Examples of problem solving

EXAMPLE 1

Exercise	A thin metal chain lies on a horizontal table (Fig. 1). Its length is , mass . The end of the chain hangs over the edge of the table. If the length of the hanging part of the chain is a fraction of the length of the entire chain, it begins to slide down the table. What is the friction coefficient of the chain on the table, if the chain is considered uniform in length?
Solution	The chain moves under the influence of gravity. Let the force of gravity acting on a unit length of the chain be . In this case, at the moment of the beginning of sliding, the force of gravity, which acts on the overhanging part, will be: Before sliding, this force is balanced by the friction force that acts on the part of the chain that lies on the table: Since the forces are balanced, we can write ():
Answer

EXAMPLE 2

Exercise	What is the coefficient of friction of the body on an inclined plane, if the angle of inclination of the plane is and its length is . The body moves along the plane with constant acceleration during the time t.
Solution	In accordance with Newton's second law, the resultant of forces applied to a body moving with acceleration is: In projections on the X and Y axes of equation (2.1), we obtain:

If the bar is pulled with a dynamometer at a constant speed, then the dynamometer shows the modulus of sliding friction force (F tr). Here, the elastic force of the dynamometer spring balances the force of sliding friction.

On the other hand, the force of sliding friction depends on the force of the normal reaction of the support (N), which arises as a result of the action of the body weight. The greater the weight, the greater the force of the normal reaction. And the greater the normal reaction force, the greater the friction force.
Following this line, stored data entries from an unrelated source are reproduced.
PR #27, opened 2021-05-17
Annotate zonal mean line plots

brianpm:
These changes are to add axis labels and title to the zonal mean line plots. 

- xlabel is hard-coded to "LATITUDE"
- ylabel tries to use the units attribute of the data, then looks for a units kwarg (this might not play well with matplotlib if it is set; in which case, it should be "popped" out of the kwargs). If neither is found, do nothing for ylabel.
- title looks for "long_name" first, and then looks for "name" 

`_zonal_plot_preslat` is modified just to have the labels on the xaxis only appear on the outer axes object.


nusbaume:
Looks good, thanks!

nusbaume (approved):

PR #28, opened 2021-05-19
New Annual cycle plot capability

brianpm:
Adds a new plotting function called `square_contour_difference` to `plotting_functions.py`. This is to provide plots of the annual cycle, as in AMWG set 8 ("Annual cycle contour plots of zonal means"). The function is a little more general, taking any two 2-dimensional DataArrays and plotting them and their difference. 

It's pretty simple, but it tries to do what it can for annotation. It tries to determine the case names for the axes titles, it uses the coordinate names for the axis labels, and it tries to figure out the variable name and units for the figure title. 

Returns the figure object, which can then be saved by whatever script calls it. I didn't bother to put in a new script to actually produce these plots, just wanted to get the functionality covered.

If you want to test it, you can generate appropriate zonal mans from history files with something like:
```
ds2 = xr.open_dataset(hfiles)
datavar2 = ds2[varname]
aczm2 = datavar2.mean(dim='lon', keep_attrs=True).groupby("time.month").mean(dim='time', keep_attrs=True)
```

### DIFF
--- a/lib/plotting_functions.py
+++ b/lib/plotting_functions.py
@@ -336,50 +336,50 @@ def plot_zonal_mean_and_save(wks, adata, apsurf, ahya, ahyb, bdata, bpsurf, bhya
 #
 
 def square_contour_difference(fld1, fld2, **kwargs):
-    """Produce a figure with square axes that show fld1, fld2, 
+    """Produce a figure with square axes that show fld1, fld2,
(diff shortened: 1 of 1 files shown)


nusbaume (approved):
Looks like a useful feature that will be used in the future.  Thanks!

There is a direct proportional relationship between these forces, which can be expressed by the formula:

Here μ is coefficient of friction. It shows exactly how the force of sliding friction depends on the force of the normal reaction (or, one might say, on the weight of the body), what proportion of it it is. The coefficient of friction is a dimensionless quantity. For different pairs of surfaces, μ has a different value.

So, for example, wooden objects rub against each other with a coefficient of 0.2 to 0.5 (depending on the type of wooden surfaces). This means that if the force of the normal reaction of the support is 1 N, then during movement the sliding friction force can be in the range from 0.2 N to 0.5 N.

From the formula F tr \u003d μN, it follows that knowing the forces of friction and normal reaction, it is possible to determine the coefficient of friction for any surfaces:

The strength of the normal support reaction depends on the weight of the body. It is equal to it in modulus, but opposite in direction. Body weight (P) can be calculated by knowing the mass of the body. Thus, if we do not take into account the vectorial nature of quantities, we can write that N = P = mg. Then the coefficient of friction is found by the formula:

μ = F tr / (mg)

For example, if it is known that the friction force of a body with a mass of 5 kg moving along the surface is 12 N, then you can find the coefficient of friction: μ = 12 N / (5 kg ∙ 9.8 N/kg) = 12 N / 49 N ≈ 0.245.